* What the exercise asks: Begin at the line containing "to version 3.0.8" in the entries below and end at the line containing "jmaupetit: You are"; transcribe that range exactly and nothing outside it.

* Supplied records:

PR #227, opened 2018-06-18
⬆️(package) upgrade front-end dependencies

jmaupetit:
* update @types/react to version 16.3.18
* update karma to version 2.0.3
* update webpack-cli to version 3.0.8

Closes #222, #224, #225

### DIFF
--- a/package.json
+++ b/package.json
@@ -30,7 +30,7 @@
     "@types/jasmine": "2.8.8",
     "@types/lodash-es": "4.17.0",
     "@types/query-string": "5.1.0",
-    "@types/react": "16.3.17",
+    "@types/react": "16.3.18",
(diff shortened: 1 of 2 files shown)


package.json
```diff
@@ -49,8 +49,8 @@
     "tslint": "5.9.1",
     "typescript": "2.8.3",
     "webpack": "4.12.0",
-    "webpack-cli": "3.0.6",
-    "xhr-mock": "2.4.0"
```
mbenadda: Do you really want to update this dep to a preview version? Not sure it's a good idea as we don't need this latest version?

jmaupetit: You are right. I've rolled back xhr-mock.

mbenadda:
GTM then, thanks!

* Worked solution:
* update webpack-cli to version 3.0.8

Closes #222, #224, #225

### DIFF
--- a/package.json
+++ b/package.json
@@ -30,7 +30,7 @@
     "@types/jasmine": "2.8.8",
     "@types/lodash-es": "4.17.0",
     "@types/query-string": "5.1.0",
-    "@types/react": "16.3.17",
+    "@types/react": "16.3.18",
(diff shortened: 1 of 2 files shown)


package.json
```diff
@@ -49,8 +49,8 @@
     "tslint": "5.9.1",
     "typescript": "2.8.3",
     "webpack": "4.12.0",
-    "webpack-cli": "3.0.6",
-    "xhr-mock": "2.4.0"
```
mbenadda: Do you really want to update this dep to a preview version? Not sure it's a good idea as we don't need this latest version?

jmaupetit: You are right. I've rolled back xhr-mock.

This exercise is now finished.